──────── Material provided
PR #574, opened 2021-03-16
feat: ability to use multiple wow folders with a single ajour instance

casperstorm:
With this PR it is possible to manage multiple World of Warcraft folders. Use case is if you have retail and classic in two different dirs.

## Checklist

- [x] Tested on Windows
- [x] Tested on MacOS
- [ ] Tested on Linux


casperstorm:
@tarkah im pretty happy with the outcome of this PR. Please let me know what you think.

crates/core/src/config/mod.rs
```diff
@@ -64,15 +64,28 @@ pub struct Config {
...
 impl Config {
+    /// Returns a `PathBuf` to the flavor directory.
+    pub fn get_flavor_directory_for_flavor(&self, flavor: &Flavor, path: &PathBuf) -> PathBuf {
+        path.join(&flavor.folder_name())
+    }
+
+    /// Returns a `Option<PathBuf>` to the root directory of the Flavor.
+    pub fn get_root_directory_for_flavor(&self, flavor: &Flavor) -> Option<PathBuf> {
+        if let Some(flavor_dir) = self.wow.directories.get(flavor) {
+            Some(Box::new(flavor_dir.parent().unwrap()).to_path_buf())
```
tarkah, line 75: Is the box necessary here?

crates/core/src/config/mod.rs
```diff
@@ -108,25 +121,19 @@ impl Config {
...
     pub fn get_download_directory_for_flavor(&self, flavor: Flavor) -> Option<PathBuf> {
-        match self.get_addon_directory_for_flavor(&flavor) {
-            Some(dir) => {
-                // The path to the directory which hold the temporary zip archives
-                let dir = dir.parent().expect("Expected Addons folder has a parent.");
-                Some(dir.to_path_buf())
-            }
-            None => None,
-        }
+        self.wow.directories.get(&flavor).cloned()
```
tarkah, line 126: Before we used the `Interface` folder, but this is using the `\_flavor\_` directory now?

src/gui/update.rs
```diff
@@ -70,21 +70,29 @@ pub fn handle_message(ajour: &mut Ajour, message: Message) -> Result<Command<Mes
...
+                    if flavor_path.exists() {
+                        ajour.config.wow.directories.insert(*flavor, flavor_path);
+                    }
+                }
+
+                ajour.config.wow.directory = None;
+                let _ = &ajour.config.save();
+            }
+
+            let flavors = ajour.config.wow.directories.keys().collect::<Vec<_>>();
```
────────────────
Problem to work on: The expected answer is a copy of every line in the entries that holds the word "Option".

Written reply:
+    /// Returns a `Option<PathBuf>` to the root directory of the Flavor.
+    pub fn get_root_directory_for_flavor(&self, flavor: &Flavor) -> Option<PathBuf> {
     pub fn get_download_directory_for_flavor(&self, flavor: Flavor) -> Option<PathBuf> {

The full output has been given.